Stored items
PR #1110, opened 2018-08-17
Tgill enginelistenerlist

agrover:


mulkieran:
If rejecting #1114's global changes then it would be merely due diligence to demonstrate that the non-global framework would work for ```Filesystem::Used``` and ```Blockdev::UserInfo```. These are both more challenging than the examples that have been demonstrated so far in this PR.

agrover:
I don't necessarily agree that this is required, but sure, I can take a stab at it and see how it goes.

mulkieran:
Ok. You're adding 329 lines and substracting 33 at this time. I'm interested in seeing the additional lines of code required for actually handling blockdevs and filesystems.

agrover:
@mulkieran I don't think Blockdev UserInfo is really worthy of supporting with a signal. I think State is, so I'm going to try with that.

mulkieran:
@agrover Unfortunately, state isn't a good example, because it doesn't change.

agrover:
it does now :smiley:

mulkieran:
I think it's very important to think carefully about what a global is and to decide _for this particular case_ whether it is a reasonable choice to use a global.

Obviously, a global is globally accessible. The convenience of this is hard to miss. From now on the discussion is restricted to non-constant globals, that is, ones that can be modified. The use of modifiable globals can result in various errors. The simplest example are logical errors. That is one function can assume preconditions about the global that another function somewhere far away in the program invalidates. This generally manifests in a bug. Looking at the event listener list, though, it is clear that currently it can be modified in only way, by adding a listener. Moreover, it is only modified in one place, in the stratisd main method immediately when the dbus channel is set up. It should be clear that logical errors are going to be hard to achieve with exactly one mutation. Now, the idea is that there should be other event listeners that might be added to the list. The question is, how likely is adding another listener at some during execution likely to cause a logical bug. The answer should be, very unlikely. The listener will be added and from then on it will be notified of events.

The other accessing of this listener that is done is non-mutating notification of events. This is only non-mutating because the EngineListener trait's notify() method is non-mutating. That seems pretty reasonable, but might change. Even if notify() becomes a mutating method, however, it ought to difficult to cause a bug from the sharing of this structure. notify() methods will typically match on the event received and do something which may effect some other structure but ought not to effect the listener list.

So, the likelihood of bugs arising from using a global listener is really low while the simplification is really considerable.

What advantage does the non-global approach have in making errors less likely? It is certainly more complex, and that is not a good thing without some corresponding gain.

agrover:
Sometimes I just need to try things and see for myself.

I'm coming around to your perspective.

agrover:
@mulkieran take a look, plz. Merged your branch.

Added blockdev state change and fs used changed signals, and then the last commit I'm hopeful will let us more cleanly handle dbus path within the Engine code.

Hopefully we're nearing a stopping point. Over to you.

mulkieran:
@agrover There are some Rust 2.5 errors on Travis. Also, given that there are actual conflicts I think a rebase is in order.

agrover:
Merging from master to resolve conflicts. I think that's better for work PRs because rebasing would break downstream branches, such as your #1114.

FWIW from `git diff master|diffstat` I'm currently seeing 385 insertions(+), 135 deletions(-). Where is the 804 number you're seeing coming from?

Fixed syntax for 1.25. Had a quibble about a panic message so attempted to remedy.

mulkieran:
> FWIW from git diff master|diffstat I'm currently seeing 385 insertions(+), 135 deletions(-). Where is the 804 number you're seeing coming from?

From the PR page, top right corner. It's gone now, though.

mulkieran:
Please see changes in #1114. With those changes, I would be happy for this PR to be closed and a new, final PR open.

However, this PR has opened a new issue, about updating the BlockDevState. The correctness of the conditional for sending out a signal on allocation of sectors from the blockdev depends on there only being two possible ```BlockDevStates```: ```InUse``` and ```NotInUse```. That's not currently true. We should either make it true, by removing the other three states, as they are not yet in use, or tighten up that code a bit in a subsequent PR.

trgill:
@agrover - ok - will squash for final PR.

PR #1114, opened 2018-08-21
Agrover tgill enginelistenerlist

mulkieran:


agrover:
:+1:  69e2267

agrover:
I really am not a fan of globals. Just because there's only one is not enough to justify.

mulkieran:
Merged into #1125.

PR #1116, opened 2018-08-23
Agrover throttle ng

mulkieran:


mulkieran:
Just a Travis formatting failure.

mulkieran:
Failure of ```real_test_write_throttling``` at https://stratis-jenkins.rhev-ci-vms.eng.rdu2.redhat.com/job/stratisd/1808/ is worth checking out. Almost certainly not due to my changes.

agrover:
Instead of nested functions, when something is a calculation that is only used in one spot, what do you think about assignment from a scope (not sure if this is what it's really called.) e.g:
```
let blah_plus_foo = {
    let blah = 4;
    let foo = 5;
    blah + foo
};
```
This seems a little lighter syntactically, still encapsulates the statements as being for the purpose of calculating the final value, and keeps it inline with the normal flow of the function.

Also, wrt Jenkins failures: rebooting the server (server-3) seems to help. I'm not sure if we should be blaming the throttle code or if something's wrong with the servers.

mulkieran:
Substituting body of function is fine when the body isn't too interesting, like w/ ```select_state``` method, so I've done it there.  ```used_pct``` though, is a bit more funky of a method and I would like to keep it a thing to itself.

mulkieran:
Spurious failure on Travis, I think.

agrover:
I also don't understand why `remaining  <= low_water` should be the test for if we ask for any additional space at all. How does low_water factor into how much space we ask for? Shouldn't the calc just be the greater of request and remaining?

mulkieran:
@agrover I think that there hasn't been any change in semantics from what you originally wrote wrt. the condition for whether to extend or not. Just some algebra.

mulkieran:
I'm going to back out the ThinPool::check() call in new() and setup() and do it right after those calls instead. I think it'll make testing easier and the code no less safe.

mulkieran:
Merged into #1133.

PR #1059, opened 2018-07-18
Use udev to identify devices

mulkieran:
Supercedes #1043 .

PR #1132, opened 2018-08-29
Use udev to identify devices

mulkieran:
Supercedes #1059.


mulkieran:
rebased + a simplification

mulkieran:
Function ```unclaimed``` is kind of screwed up now that multipath member identification has been folded in. It should be split in two, something ```may_ignore``` and ```must_ignore```. Very different, really.

mulkieran:
Closing because this will have to be done from scratch to get it right, and because the code has moved on too far for this to be used for anything but as a reference.

Issue #1251, opened 2018-10-03
Bug 1635424 - stratis - creating a snapshot with "stratis filesystem snapshot" fails with "xfs_db: command not found" due to PATH issue


DaveWysochanskiRH:
#!/bin/sh
rm -f /tmp/file[123456].bin
for i in $(seq 1 3); do truncate /tmp/file$i.bin --size=1G; losetup -f /tmp/file$i.bin; done
for i in $(seq 4 6); do truncate /tmp/file$i.bin --size=1G; losetup -f /tmp/file$i.bin; done
stratis pool create pool1 /dev/loop[012]
stratis pool create pool2 /dev/loop[345]
stratis pool list
stratis blockdev list pool1
stratis blockdev list pool2
stratis filesystem list pool1
stratis filesystem list pool2
stratis filesystem create pool1 fs1
stratis filesystem create pool2 fs2
stratis filesystem list pool1
stratis filesystem list pool2
stratis filesystem snapshot pool1 fs1 fs1-snap1

Actual results:
INTERNAL ERROR: Command failed: cmd: "/usr/sbin/xfs_admin" "-U" "2877e0f7-9916-4eff-83cf-ee5c6439cabc" "/dev/dm-14", stdout:  stderr: /usr/sbin/xfs_admin: line 38: xfs_db: command not found

mulkieran:
I don't see how the version of stratisd being run can be the just released one, 1.0. If it were, the error would not say ```INTERNAL_ERROR```.

This looks like two bugs to me:

* There is an an xfs problem. It looks like ```xfs_admin``` has developed a dependency on ```xfs_db``` in a recent version. Or it maybe lost that dependency in all the versions we tested on, or something.

* stratis-cli should check the version of stratisd before it runs any commands to verify that it is one that stratis-cli is compatible with, but as far as I know, it doesn't.

DaveWysochanskiRH:
> I don't see how the version of stratisd being run can be the just released one, 1.0. If it were, the error would not say `INTERNAL_ERROR`.
> 

It was stratisd-0.5.5-2 but Andy indicated he thought this problem existed upstream as well so I filed the bug.  Sorry I should have tried an upstream version but I didn't have one handy.


> This looks like two bugs to me:
> 
>     * There is an an xfs problem. It looks like `xfs_admin` has developed a dependency on `xfs_db` in a recent version. Or it maybe lost that dependency in all the versions we tested on, or something.
> 
[...]

PR #1252, opened 2018-10-03
Invoke xfs_db directly

mulkieran:
Resolves: #1251 .


mulkieran:
We might have fewer constraints on how we run testing w/ this, as well. One of the reasons we can't run many tests on Travis is that Travis has an old version of ```xfs_admin``` that does not allow setting the UUID. If it has a version of ```xfs_db``` that does allow setting the UUID, than we can revive those tests on Travis, which will probably be a good thing. This might be worth checking out.

mulkieran:
test failed, I expect -x flag is actually needed.

agrover:
`man xfs_db` says:
```
xfs_db is used to examine an XFS filesystem. Under  rare  circumstances
it  can also be used to modify an XFS filesystem, but that task is nor‐
mally left to xfs_repair(8) or to scripts such as xfs_admin(8) that run
xfs_db.
```
I think we should keep using xfs_admin for now.

mulkieran:
The "-x" flag fixed it. It's funny that when we call ```xfs_admin``` we immediately are promoted to "expert" ```xfs_db``` users in almost all cases.

Pros and cons of switching to invoking ```xfs_db``` directly that I am aware of.

Pros:
* #1251 would have been impossible, so it would never have been filed. stratisd will succeed in making snapshots, even in a situation where the environment is kind of messed up.
* We expect to have stratisd running in situations where PATH variable is not even set. ```xfs_admin``` is a shell script which redirects to executables in all or almost all cases. It relies implicitly on the PATH variable being set. Calling ```xfs_admin``` in these circumstances will always fail to work, given the code as it is now. Note: This point is a bit more complicated than it looks, as one can make arguments about the probability that stratisd will be making snapshots in these early environments, which is kind of low, AFAIK. But that discussion could get really complicated, so I won't follow it up here.
* Knowledge of what we're actually doing, i.e., invoking ```xfs_db``` with "-x" flag set.

Cons:
None

Note: Being able to run more tests on Travis than formerly was a red herring. Switching to invoking ```xfs_db``` directly will not change anything there, AFAICT.

mulkieran:
We agreed that this was actually 1.0.1 in standup, so moving it there.

PR #1253, opened 2018-10-04
Run a test that can't be run on Travis on Travis

mulkieran:
I have this feeling that our testing may have been overconservative.


mulkieran:
Whoops, I misremembered. It's setting the UUID in mkfs.xfs which Travis didn't, and still doesn't support. So this is no help.

PR #1266, opened 2018-10-09
Call thin pool's check method after adding data devs

mulkieran:
This may allow a space starved thin pool to be expanded.

### DIFF
--- a/src/engine/strat_engine/pool.rs
+++ b/src/engine/strat_engine/pool.rs
@@ -310,8 +310,17 @@ impl Pool for StratPool {
         } else {
             // If just adding data devices, no need to suspend the pool.
             // No action will be taken on the DM devices.
-            self.backstore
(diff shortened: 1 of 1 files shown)


mulkieran:
This needs a test...

mulkieran:
Added a test. fmt target will fail, because I have not got the correct version of rustfmt yet.

mulkieran:
New test is running forever! That can happen sometimes, w/ loops.

mulkieran:
Jenkins failure. However reached point where extending the thin device's data device fails, so trying again. Maybe this time the test itself will proceed a bit further.

mulkieran:
The test passed. The warning that the extend failed was printed out twice, but that is only because there are two tests running, with different numbers of devices.

mulkieran:
Ok. Guess this is ready for a final PR.

PR #1224, opened 2018-09-25
Master cache split

mulkieran:
Related: #1188.

Issue #1014, opened 2018-06-26
Design, document, implement and on-disk metadata format for Stratis 1.0


agrover:
This is important because we will need to support this for a long time.

kocoten1992:
As a user, as long as I could upgrade stratisd without problem, metadata could change however needed I think

agrover:
Yeah. But from a coding perspective, 1.0 is when compatibility is something we need to worry about. Sometimes during development, we have made changes that cause the new version to fail to work against metadata created by the version from the previous day. That doesn't fly after 1.0. If we did make such a change, we would need to be able to read the new AND the old format. And maybe we'd write the metadata only ever using the new format, or maybe not, but it becomes something we need to think about a lot more than currently.

Therefore, we want to nail down the metadata format for 1.0 as much as possible. If we design our 1.0 metadata so that it more easily incorporates additions then it will make future development easier.

kocoten1992:
Hi, there is a trick I've learn when install gitlab, like when user are at 9.x version and want to upgrade to 11.x version (using ```apt-get upgrade gitlab```), they force me to go through 10.x before go to 11.x versions.

We could have apply that technique here, so user stratisd at 1.0 and want to go strange to 3.0, we said no, let them upgrade to 2.0 first, then we migrate the metadata, and then let them upgrade to 3.0

Hope this help :+1:

PR #1269, opened 2018-10-10
Eliminate Backstore::add_blockdevs

mulkieran:
This function made sense when add_datadevs and add_cachedevs did the same
thing. But now that they are so radically different, the shared function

▸ Task directions:
Lines to set down from above: the line with "Fixed syntax for", the line with "Please see changes", and every line between, each exactly as written.

▸ Answer box:
Fixed syntax for 1.25. Had a quibble about a panic message so attempted to remedy.

mulkieran:
> FWIW from git diff master|diffstat I'm currently seeing 385 insertions(+), 135 deletions(-). Where is the 804 number you're seeing coming from?

From the PR page, top right corner. It's gone now, though.

mulkieran:
Please see changes in #1114. With those changes, I would be happy for this PR to be closed and a new, final PR open.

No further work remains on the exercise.